Postgraduate taught 

Mathematics / Applied Mathematics MSc

5E: Mathematical Physics MATHS5073

  • Academic Session: 2021-22
  • School: School of Mathematics and Statistics
  • Credits: 10
  • Level: Level 5 (SCQF level 11)
  • Typically Offered: Semester 2
  • Available to Visiting Students: No
  • Available to Erasmus Students: No

Short Description

This course introduces students to a geometric view of classical mechanics which draws together many problems in the constrained and unconstrained motions of systems of particles and continua as well as providing the underlying framework for modern quantum mechanics.


17 x 1 hr lectures and 6 x 1 hr tutorials in a semester

Excluded Courses

4H: Mathematical Physics (MATHS4107)



90% Examination, 10% Coursework.




MSc students will have an opportunity to resit

Main Assessment In: April/May

Course Aims

The main aim of this course is the study of the dynamical properties of systems consequent upon specific choices of Hamiltonian function. It will develop the theory from the Lagrangian approach familiar from previous courses, introducing the structures of symplectic geometry associated with phase spaces of particulate and rigid body motions. Hamiltonian symmetries will play a crucial role in the explicit description of the associated spaces of orbits.

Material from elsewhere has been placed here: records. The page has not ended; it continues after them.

PR #1166, opened 2023-01-10
Remove `-upstream` component of SDK names

sbc100:
This name existed to distinguish the SDK from fastcomp, but as of #1165, we no longer support fastcomp.

### DIFF
--- a/emsdk.py
+++ b/emsdk.py
@@ -2111,15 +2111,15 @@ def resolve_sdk_aliases(name, verbose=False):
   return name
 
 
-def find_latest_sdk(which):
-  return 'sdk-releases-%s-%s-64bit' % (which, find_latest_hash())
+def find_latest_sdk():
+  return 'sdk-releases-%s-64bit' % (find_latest_hash())
 
 
 def find_tot_sdk():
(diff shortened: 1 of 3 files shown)


kripken:
Is this a breaking change? If so, can we strip `-upstream` from user inputs?

sbc100:
> Is this a breaking change? If so, can we strip `-upstream` from user inputs?

Yes, the `-upstream` is still supported in the user inputs but its basically ignores (we strip it off on 2706).

sbc100:
> > Is this a breaking change? If so, can we strip `-upstream` from user inputs?
> 
> Yes, the `-upstream` is still supported in the user inputs but its basically ignores (we strip it off on 2706).

Because the old names are still supported I think this is a backwards compatible change.

kripken:
Sounds good. Not sure why the tests fail then, you are right that that line should be stripping the suffix.

sbc100:
ping.. ok to land once tests pass?

kripken:
Lgtm, but please add a test (or keep one) that checks we strip `-upstream` properly, if you haven't already.

PR #1171, opened 2023-01-14
Rename `upstream` directory to simply `prebuilt`

sbc100:
The name `upstream` doesn't have any meaning anymore now that there is no more fastcomp.  It was removed from the SDK names in #1166 and this is the last usage of that name/term.


kripken (commented):
This sounds good, but I think it will surprise some users that have hardcoded paths using `upstream/`. We never recommended that but they might have just found where things are, and depended on it.

The best I can think of is to add a changelog to this repo, either in the readme or a separate file, and mention this there. We should also mention it in the emscripten changelog (but just mentioning it there doesn't seem like enough, since this will affect users using our standard install mechanism, which uses newest emsdk of the latest released emscripten; one option might be to wait to land this until right before an emscripten tag, but that has its own risks...)

sbc100:
> This sounds good, but I think it will surprise some users that have hardcoded paths using `upstream/`. We never recommended that but they might have just found where things are, and depended on it.
> 
> The best I can think of is to add a changelog to this repo, either in the readme or a separate file, and mention this there. We should also mention it in the emscripten changelog (but just mentioning it there doesn't seem like enough, since this will affect users using our standard install mechanism, which uses newest emsdk of the latest released emscripten; one option might be to wait to land this until right before an emscripten tag, but that has its own risks...)

Yeah, I was thinking the same thing..  I will hold off on this change for a bit as I know some folks were hardcoding paths to `upstream`.   Ideally nobody would be doing that.. so maybe I'll start by sending out a message to the list to see if we can get folks to stop doing it.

It will conclude with a discussion of some basic notions of Quantum Mechanics. 


For the level 5 course students will be expected to obtain a deeper understanding of the material including proofs of some of the fundamental theorems of Hamiltonian mechanics and more advanced topics, such as Noether's Theorem, Liouville's Theorem, Hamilton-Jacobi theory, stability and chaos.

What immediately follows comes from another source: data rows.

PR #1177, opened 2023-01-27
Add support for Visual Studio 2022

juj:
This PR does the following:

1. Add support for building Emscripten with Visual Studio 2022
2. Remove some code duplication in different places around VS version selection
3. Migrate to using `cmake --build` also when building on Windows. Historically we didn't use `cmake --build` because it was unable to find where MSBuild.exe resided, but it looks like those problems are long gone.
4. To enable `cmake --build` on Windows, leverage the MSBuild 'Multi-ToolTask' feature CL_MPCount to saturate project builds properly to 100% CPU usage so building LLVM builds different cpp files in parallel.

### DIFF
--- a/emsdk.py
+++ b/emsdk.py
@@ -284,32 +284,34 @@ if WINDOWS:
   # Detect which CMake generator to use when building on Windows
   if '--mingw' in sys.argv:
     CMAKE_GENERATOR = 'MinGW Makefiles'
-  elif '--vs2017' in sys.argv:
-    CMAKE_GENERATOR = 'Visual Studio 15'
+  elif '--vs2022' in sys.argv:
+    CMAKE_GENERATOR = 'Visual Studio 17'
   elif '--vs2019' in sys.argv:
     CMAKE_GENERATOR = 'Visual Studio 16'
+  elif '--vs2017' in sys.argv:
+    CMAKE_GENERATOR = 'Visual Studio 15'
+  elif len(vswhere(17)) > 0:
+    CMAKE_GENERATOR = 'Visual Studio 17'
+  elif len(vswhere(16)) > 0:
+    CMAKE_GENERATOR = 'Visual Studio 16'
+  elif len(vswhere(15)) > 0:
+    # VS2017 has an LLVM build issue, see
+    # https://github.com/kripken/emscripten-fastcomp/issues/185
+    CMAKE_GENERATOR = 'Visual Studio 15'
+  elif which('mingw32-make') is not None and which('g++') is not None:
+    CMAKE_GENERATOR = 'MinGW Makefiles'
   else:
-    vs2019_exists = len(vswhere(16)) > 0
-    vs2017_exists = len(vswhere(15)) > 0
-    mingw_exists = which('mingw32-make') is not None and which('g++') is not None
-    if vs2019_exists:
-      CMAKE_GENERATOR = 'Visual Studio 16'
-    elif vs2017_exists:
-      # VS2017 has an LLVM build issue, see
-      # https://github.com/kripken/emscripten-fastcomp/issues/185
-      CMAKE_GENERATOR = 'Visual Studio 15'
-    elif mingw_exists:
-      CMAKE_GENERATOR = 'MinGW Makefiles'
-    else:
-      # No detected generator
-      CMAKE_GENERATOR = ''
+    # No detected generator
+    CMAKE_GENERATOR = ''
 
 
-sys.argv = [a for a in sys.argv if a not in ('--mingw', '--vs2017', '--vs2019')]
+sys.argv = [a for a in sys.argv if a not in ('--mingw', '--vs2017', '--vs2019', '--vs2022')]
 
 
 # Computes a suitable path prefix to use when building with a given generator.
 def cmake_generator_prefix():
+  if CMAKE_GENERATOR == 'Visual Studio 17':
+    return '_vs2022'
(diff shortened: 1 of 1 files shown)


sbc100 (commented):
Nice!

In the long run, is there any reason not to simply require ninja for performing these builds?

sbc100 (approved):

juj:
> In the long run, is there any reason not to simply require ninja for performing these builds?

If we embed Ninja precompiled into the repository, then maybe not. Though assuming upstream CMake fixes the CL_MPCount flags out of the box one day, doing `cmake` followed by `cmake --build .` should be clean enough.

sbc100:
Looks like the version of cmake we have on the bots doesn't support `--build` + `-j`:

```
Running build: ['cmake', '--build', '.', '--config', 'Release', '-j', '4']
Unknown argument -j
Unknown argument 4
```

sbc100:
I think maybe you need `--` between the cmake flags and the build tool flags (like `-j`)

juj:
Huh, Linux test fails on the `cmake --build -j4` command line. It states

```
Running build: ['cmake', '--build', '.', '--config', 'Release', '-j', '4']
Unknown argument -j
Unknown argument 4
Usage: cmake --build <dir> [options] [-- [native-options]]
Options:
  <dir>          = Project binary directory to be built.
  --target <tgt> = Build <tgt> instead of default targets.
                   May only be specified once.
  --config <cfg> = For multi-configuration tools, choose <cfg>.
  --clean-first  = Build target 'clean' first, then build.
                   (To clean only, use --target 'clean'.)
  --use-stderr   = Ignored.  Behavior is default in CMake >= 3.0.
  --             = Pass remaining options to the native tool.
Build failed due to exception!
Working directory: /root/project/binaryen/main_64bit_binaryen
Command '['cmake', '--build', '.', '--config', 'Release', '-j', '4']' returned non-zero exit status 1.
error: installation failed!
```

When I run `cmake --build` locally, I get
```
C:\emsdk>cmake --build
Usage: cmake --build <dir>             [options] [-- [native-options]]
       cmake --build --preset <preset> [options] [-- [native-options]]
Options:
  <dir>          = Project binary directory to be built.
  --preset <preset>, --preset=<preset>
                 = Specify a build preset.
  --list-presets[=<type>]
                 = List available build presets.
  --parallel [<jobs>], -j [<jobs>]
                 = Build in parallel using the given number of jobs.
                   If <jobs> is omitted the native build tool's
                   default number is used.
                   The CMAKE_BUILD_PARALLEL_LEVEL environment variable
                   specifies a default parallel level when this option
                   is not given.
  -t <tgt>..., --target <tgt>...
                 = Build <tgt> instead of default targets.
  --config <cfg> = For multi-configuration tools, choose <cfg>.
  --clean-first  = Build target 'clean' first, then build.
                   (To clean only, use --target 'clean'.)
  --resolve-package-references={on|only|off}
                 = Restore/resolve package references during build.
  -v, --verbose  = Enable verbose output - if supported - including
                   the build commands to be executed.
  --             = Pass remaining options to the native tool.
```

According to https://github.com/Kitware/CMake/blob/master/Help/manual/cmake.1.rst `-j` flag would have been added in CMake 3.12, which was released on 18 Jul 2018. Building LLVM requires [CMake 3.13.4 at minimum](https://github.com/llvm/llvm-project/blob/bcc10817d5569172ee065015747e226280e9b698/llvm/CMakeLists.txt#L3).. I can't quite understand how it is possible that the Linux cmake would not support the `cmake --build . -j4` option.

I'll work around by passing the build specific `cmake --build . -- -j4` option, but the above doesn't make much sense to me..

emsdk.py
```diff
@@ -916,112 +911,34 @@ def build_env(generator):
...
-  else:
-    make = ['cmake', '--build', '.', '--', '-j' + str(CPU_CORES)]
+  make = ['cmake', '--build', '.', '--config', build_type, '-j', str(CPU_CORES)]
+  if 'Visual Studio' in CMAKE_GENERATOR:
+    # Visual Studio historically has had a two-tier problem in its build system design. A single MSBuild.exe instance only governs
+    # the build of a single project (.exe/.lib/.dll) in a solution. Passing the -j parameter above will only enable multiple MSBuild.exe
+    # instances to be spawned to build multiple projects in parallel, but each MSBuild.exe is still singlethreaded.
+    # To enable each MSBuild.exe instance to also compile several .cpp files in parallel inside a single project, pass the extra
+    # MSBuild.exe specific "Multi-ToolTask" (MTT) setting /p:CL_MPCount. This enables each MSBuild.exe to parallelize builds wide.
+    make += ['--', '/p:CL_MPCount=' + str(CPU_CORES)]
```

Intended Learning Outcomes of Course

By the end of this course students will be able to:

(a) Move seamlessly between the Lagrangian and Hamiltonian formulations of a given mechanical or optical system;

(b) Given an appropriate geometric situation, describe the associated Hamiltonian;

(c) Identify and employ integrals of motion arising from symmetries to reduce the order of a system;

(d) Implement symplectic transformations between equivalent Hamiltonian systems;

(e) Discuss separable coordinates in appropriate situations;

(f) Present treatments of very simple quantised systems.

(g) Be able to derive and apply some of the central theorems of Hamiltonian mechanics

(h) Discuss the stability of Hamiltonian systems and identify chaotic behaviour in certain simple systems

Minimum Requirement for Award of Credits

Students must submit at least 75% by weight of the components (including examinations) of the course's summative assessment.